I wanted to tell her there were countless, written stories about relationships that had started out as friendships like hers and Sawyer’s, but from the genuine disgust that had crossed her face when she’d realized what I was assuming, I decided against it.
“Got it, sorry.” I reached for the hot mug and curled my hands around it, savoring the warmth that had always been a solace. “To answer your question . . . no. Your town didn’t scare me off, I’ve just been busy. There’s a lot I’d neglected and needed to take care of.”
She narrowed her gaze, studying me for a moment before saying, “Right, we scared you. Was it Sawyer? I heard about the morning after you arrived, and I know he came across as a little much.”
“A little?”
A laugh that was a mixture of frustration and defeat left her. “A lot,” she conceded and then hesitated for a moment. “But it’s from a good place. He isn’t . . . he isn’t usually so abrasive and in-your-face. He’s very much the good-time friend. He’s the best.”
I didn’t need a mirror to know my doubt was written all over my face.
“He just . . .” She wavered, seeming to war with herself over dropping it or trying to argue Sawyer’s case. “Well, there are some things we’re never meant to get over. For Sawyer, what he was saying to you, that’s it.”
“Eatin
g,” I said softly, trying to clarify. Because Sawyer had said many things the other morning.
But Emberly didn’t respond, she just worried her bottom lip and looked away, as if she’d said more than she was supposed to.
If I hadn’t been so wrapped up in wondering what could’ve happened in Sawyer’s life to make him demand that a stranger eat, I might have been more fascinated by that nervous tick of hers.
Because I had the same one.
But Savannah had said and done something similar the other morning as I’d made my plate, and it made my unwelcome curiosity in Sawyer Dixon grow.
“Don’t mind Sawyer,” Savannah had said uneasily. “If you don’t wanna eat you don’t have to . . . really. He just—he went through—he has good intentions, I promise.” Her mouth had formed a thin line, her jaw flexing when she’d looked away from me as if she’d been forcing herself not to say anything more and already regretted what little she had said.
A strangled laugh left Emberly as she returned her focus to me. “Here I am talking about the town scaring you off, and I went and got all deep with you as soon as you resurfaced. Good job, Em,” she murmured and then shifted in the chair, readying to stand. “Let me know if I can get you anything.”
“Are you always here?” I asked before she could get to her feet. “Wait, that sounded rude. I just meant that you’ve been here every time I’ve come, and I’ve shown up at very different times.”
She shrugged and a smile pulled at her plum-painted mouth as she glanced around the café. “This is my baby.” When she noticed my confusion, she hurried to say, “Sorry, I’m not used to people not knowing everything. I own Brewed with my mom.”
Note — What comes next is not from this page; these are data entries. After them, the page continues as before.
PR #1196, opened 2025-02-26
NE-1951: Pre-upgrade Admin Gate for Gateway API CRD Management Succession

Thealisyed:
This PR introduces the following:

Initialize the GatewayAPI upgradeable controller
- Added the required imports and constants.
- Defined predicates for CRD and ConfigMap events to manage the admin gate.
- Configured watches in the controller for specific changes in the ConfigMap.

Implement the reconciler logic
- Added the Reconcile function to manage the admin gate addition and removal based on conditions

Enhance the operator initialization
- Conditionally initialize the gatewayapi_upgradeable controller based on the GatewayAPI feature gate.

 End-to-End Tests
- Added the TestGatewayAPIUpgradeable end-to-end test.
- Included the new test case in the test suite.

### DIFF
--- a/pkg/operator/controller/gatewayapi-upgradeable/controller.go
+++ b/pkg/operator/controller/gatewayapi-upgradeable/controller.go
@@ -1,0 +1,164 @@
+package gatewayapi_upgradeable
+
+import (
+	"context"
+	"fmt"
+
+	logf "github.com/openshift/cluster-ingress-operator/pkg/log"
+	operatorcontroller "github.com/openshift/cluster-ingress-operator/pkg/operator/controller"
+
+	corev1 "k8s.io/api/core/v1"
+
+	apiextensionsv1 "k8s.io/apiextensions-apiserver/pkg/apis/apiextensions/v1"
+
+	"sigs.k8s.io/controller-runtime/pkg/cache"
+	"sigs.k8s.io/controller-runtime/pkg/client"
+	"sigs.k8s.io/controller-runtime/pkg/controller"
+	"sigs.k8s.io/controller-runtime/pkg/handler"
+	"sigs.k8s.io/controller-runtime/pkg/manager"
+	"sigs.k8s.io/controller-runtime/pkg/predicate"
+	"sigs.k8s.io/controller-runtime/pkg/reconcile"
+	"sigs.k8s.io/controller-runtime/pkg/source"
+	gatewayapiv1 "sigs.k8s.io/gateway-api/apis/v1"
+)
+
+const (
+	controllerName     = "gatewayapi_upgradeable_controller"
+	gatewayAPIAdminKey = "ack-4.18-gateway-api-management-in-4.19"
+	gatewayAPIAdminMsg = "Gateway API CRDs have been detected. OCP fully manages the life-cycle of Gateway API CRDs. External management is unsupported and will be prevented. The cluster administrator is responsible for the safety of existing Gateway API implementations and must acknowledge their responsibilities via the admin gate to proceed with upgrades. See https://docs.redhat.com/en/documentation/openshift_container_platform/4.19/html/release_notes/ocp-4-19-release-notes#ocp-4-19-networking-gateway-api-crd-lifecycle_release-notes for details. Failure to read and understand the documentation for this and the implications can result in outages and data loss."
+)
+
+var (
+	log = logf.Logger.WithName(controllerName)
+)
+
+// The New function initializes the controller and sets up the watch for the ConfigMap.
+func New(mgr manager.Manager) (controller.Controller, error) {
+	c, err := controller.New(controllerName, mgr, controller.Options{
+		Reconciler: &reconciler{
+			client: mgr.GetClient(),
+			cache:  mgr.GetCache(),
+		},
+	})
+	if err != nil {
+		return nil, err
+	}
+
+	// Mapping the events to the admin gate ConfigMap.
+	toAdminGatesConfigMap := func(_ context.Context, _ client.Object) []reconcile.Request {
+		return []reconcile.Request{{
+			NamespacedName: operatorcontroller.AdminGatesConfigMapName(),
+		}}
+	}
+
+	// Defining the CRD predicate.
+	crdPredicate := predicate.NewPredicateFuncs(func(o client.Object) bool {
+		group := o.(*apiextensionsv1.CustomResourceDefinition).Spec.Group
+		return group == gatewayapiv1.GroupName || group == "gateway.networking.x-k8s.io"
+	})
+
+	// Setting up a watch for CRD events.
+	if err := c.Watch(source.Kind[client.Object](mgr.GetCache(), &apiextensionsv1.CustomResourceDefinition{}, handler.EnqueueRequestsFromMapFunc(toAdminGatesConfigMap), crdPredicate)); err != nil {
+		return nil, err
+	}
+
+	// A predicate filter to watch for specific changes in the ConfigMap.
+	// Verify that the ConfigMap's name and namespace match the expected values.
+	adminGatePredicate := predicate.NewPredicateFuncs(func(o client.Object) bool {
+		return o.GetNamespace() == operatorcontroller.AdminGatesConfigMapName().Namespace &&
+			o.GetName() == operatorcontroller.AdminGatesConfigMapName().Name
+	})
+
+	if err := c.Watch(source.Kind[client.Object](mgr.GetCache(), &corev1.ConfigMap{}, &handler.EnqueueRequestForObject{}, adminGatePredicate)); err != nil {
+		return nil, err
+	}
+
+	return c, nil
+}
+
+// reconciler struct holds the client and cache attributes.
+type reconciler struct {
+	client client.Client
+	cache  cache.Cache
+}
+
+// Reconcile function implements the logic to check conditions and manage the admin gate.
+func (r *reconciler) Reconcile(ctx context.Context, request reconcile.Request) (reconcile.Result, error) {
+	log.Info("reconciling", "request", request)
+
+	adminGateConditionExists, err := r.adminGateConditionExists(ctx)
+	if err != nil {
+		return reconcile.Result{}, fmt.Errorf("failed to determine if admin gate condition exists: %w", err)
+	}
+
+	if adminGateConditionExists {
+		if err := r.addAdminGate(ctx); err != nil {
+			return reconcile.Result{}, fmt.Errorf("failed to add admin gate: %w", err)
+		}
+	} else {
+		if err := r.removeAdminGate(ctx); err != nil {
+			return reconcile.Result{}, fmt.Errorf("failed to remove admin gate: %w", err)
+		}
+	}
+
+	return reconcile.Result{}, nil
+}
+
+// adminGateConditionExists checks if the admin gate condition exists based on both ConfigMap and CRDs.
+func (r *reconciler) adminGateConditionExists(ctx context.Context) (bool, error) {
+	crds := &apiextensionsv1.CustomResourceDefinitionList{}
+	if err := r.cache.List(ctx, crds); err != nil {
+		return false, fmt.Errorf("failed to list CRDs: %w", err)
+	}
+
+	for _, crd := range crds.Items {
+		if crd.Spec.Group == gatewayapiv1.GroupName || crd.Spec.Group == "gateway.networking.x-k8s.io" {
+			return true, nil
+		}
+	}
+
+	return false, nil
+}
+
+// The addAdminGate function is responsible for adding the admin gate to the ConfigMap.
+func (r *reconciler) addAdminGate(ctx context.Context) error {
+	adminGatesConfigMap := &corev1.ConfigMap{}
+	if err := r.cache.Get(ctx, operatorcontroller.AdminGatesConfigMapName(), adminGatesConfigMap); err != nil {
+		return fmt.Errorf("failed to get configmap %s: %w", operatorcontroller.AdminGatesConfigMapName(), err)
+	}
+
+	if adminGatesConfigMap.Data == nil {
+		adminGatesConfigMap.Data = map[string]string{}
+	}
+
+	// The function checks if the admin key exists and if it is set to the expected message.
+	if val, ok := adminGatesConfigMap.Data[gatewayAPIAdminKey]; ok && val == gatewayAPIAdminMsg {
+		return nil
+	}
+	adminGatesConfigMap.Data[gatewayAPIAdminKey] = gatewayAPIAdminMsg
+
+	log.Info("Adding admin gate for Gateway API management")
+	if err := r.client.Update(ctx, adminGatesConfigMap); err != nil {
+		return fmt.Errorf("failed to update configmap %s: %w", operatorcontroller.AdminGatesConfigMapName(), err)
+	}
+	return nil
+}
+
+// The removeAdminGate function is responsible for removing the admin gate from the ConfigMap.
+func (r *reconciler) removeAdminGate(ctx context.Context) error {
+	adminGatesConfigMap := &corev1.ConfigMap{}
+	if err := r.cache.Get(ctx, operatorcontroller.AdminGatesConfigMapName(), adminGatesConfigMap); err != nil {
+		return fmt.Errorf("failed to get configmap %s: %w", operatorcontroller.AdminGatesConfigMapName(), err)
+	}
+
+	if _, ok := adminGatesConfigMap.Data[gatewayAPIAdminKey]; !ok {
+		return nil
+	}
+
+	log.Info("Removing admin gate for Gateway API management")
+	delete(adminGatesConfigMap.Data, gatewayAPIAdminKey)
+	if err := r.client.Update(ctx, adminGatesConfigMap); err != nil {
+		return fmt.Errorf("failed to update configmap %s: %w", operatorcontroller.AdminGatesConfigMapName(), err)
+	}
+	return nil
+}
--- a/pkg/operator/controller/names.go
+++ b/pkg/operator/controller/names.go
@@ -49,6 +49,13 @@ const (
 	RemoteWorkerLabel = "node.openshift.io/remote-worker"
 )
 
+func AdminGatesConfigMapName() types.NamespacedName {
+	return types.NamespacedName{
+		Name:      "admin-gates",
+		Namespace: GlobalMachineSpecifiedConfigNamespace,
+	}
+}
+
 // IngressClusterOperatorName returns the namespaced name of the ClusterOperator
 // resource for the operator.
 func IngressClusterOperatorName() types.NamespacedName {
--- a/pkg/operator/operator.go
+++ b/pkg/operator/operator.go
@@ -35,13 +35,13 @@ import (
 	dnscontroller "github.com/openshift/cluster-ingress-operator/pkg/operator/controller/dns"
 	gatewayservicednscontroller "github.com/openshift/cluster-ingress-operator/pkg/operator/controller/gateway-service-dns"
 	gatewayapicontroller "github.com/openshift/cluster-ingress-operator/pkg/operator/controller/gatewayapi"
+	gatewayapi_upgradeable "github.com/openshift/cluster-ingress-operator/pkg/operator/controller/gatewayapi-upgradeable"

That flare of bitterness was unstoppable, but I tried so damn hard to suppress it. Even still, my voice was just a breath when I said, “Do you?”
She tilted her head back a bit, gesturing to the barn doors leading to the bar area. “I grew up in that bar. My mom managed it and then bought it from the owners when they didn’t want it anymore. When I was in high school, this space opened, and I told my mom we should buy it and turn it into a coffee shop since the only place to get coffee within a half-hour was the diner.” She shuddered and leaned closer. “And, trust me, no one ever drinks the coffee at the diner.”